Stored data
((

PR #252, opened 2025-04-18
Split CRDs into a different chart so they could be fully managed by helm

### LINKED ISSUE #234: old CRD versions are kept around when you run kagent uninstall
Helm has a limitation where CRDs in the CRD folder will never be updated after installation. To solve this most projects have a separate CRDs chart. We should do the same.

gossion:
This pull request introduces the changes to the Helm chart structure and CLI commands for managing the Kagent application. The primary goal is to separate the Kagent Custom Resource Definitions (CRDs) into their own Helm chart, improving modularity, version control, and adherence to Helm best practices. Additionally, the CLI commands for installation and uninstallation have been updated to align with this new structure.

original helm release: 
```
kagent-$version # including kagent and CRDs but CRDs are not fully managed by helm, so CRDs are not delete when uninstall helm
```

new helm releases:
```
kagent-crds-$version # fully managed by helm
kagetn-$version
```

It will also fix #234. Note: For the existing old CRDs deployed by old helm chart:
```
agents.kagent.dev
modelconfigs.kagent.dev
teams.kagent.dev
toolservers.kagent.dev
```
users need to delete those resources manually so the next `helm install` could use the separated CRDs chart.


EItanya:
Hi @gossion, thanks so so much for the contribution. I kicked off CI, and will hopefully have a chance to review later today :)

Makefile
```diff
@@ -94,6 +100,12 @@ helm-install: helm-version check-openai-key kind-load-docker-images
...
 		--set openai.apiKey=$(OPENAI_API_KEY)
 
+.PHONY: helm-uninstall
+helm-uninstall:
+	helm uninstall kagent --namespace kagent
+	helm uninstall kagent-crds --namespace kagent
+
 .PHONY: helm-publish
 helm-publish: helm-version
+	helm push kagent-crds-$(VERSION).tgz oci://ghcr.io/kagent-dev/kagent/helm
```
EItanya, line 110: Note to self: This may fail the release since the OCI repo won't exist beforehand, I can solve that if this happens.

go/cli/internal/cli/install.go
```diff
@@ -25,28 +53,28 @@ func InstallCmd(ctx context.Context, c *ishell.Context) {
...
+		// original kagent installation that had CRDs installed together with the kagent chart
+		if strings.Contains(output, "exists and cannot be imported into the current release") {
+			s.Stop()
+			c.Println("Warning: CRDs already exist but not managed by helm, you might need to delete them manually to make them fully managed by helm.")
+			s.Start()
+		} else {
+			c.Println("Error installing kagent-crds:", output)
+			return
+		}
+	}
```
EItanya, line 72: Not a requirement, but since we are in a `repl` anyway we could offer to do this for the user.

EItanya (commented):
Changes look great to me, looks like there's a merge conflict

Makefile
gossion: Thanks @EItanya ,  please help if that happen.

go/cli/internal/cli/install.go
gossion: That is a good point. 

Here is what I am thinking:
1. InstallCmd - still succeeds (to avoid breaking change) when CRDs are not managed by helm, but warns that users need to manually delete CRDs or run uninstall cmd to delete CRDs.
2. UninstallCmd - adding steps in uninstall to delete CRDs (by kubctl?) if helm release not found but CRDs are there.

how do you think?

EItanya (approved):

))

* [WORK ITEM] Look over the entries for "managed", then copy every line that includes that string.

* [EXPECTED ANSWER]
Split CRDs into a different chart so they could be fully managed by helm
kagent-$version # including kagent and CRDs but CRDs are not fully managed by helm, so CRDs are not delete when uninstall helm
kagent-crds-$version # fully managed by helm
+			c.Println("Warning: CRDs already exist but not managed by helm, you might need to delete them manually to make them fully managed by helm.")
1. InstallCmd - still succeeds (to avoid breaking change) when CRDs are not managed by helm, but warns that users need to manually delete CRDs or run uninstall cmd to delete CRDs.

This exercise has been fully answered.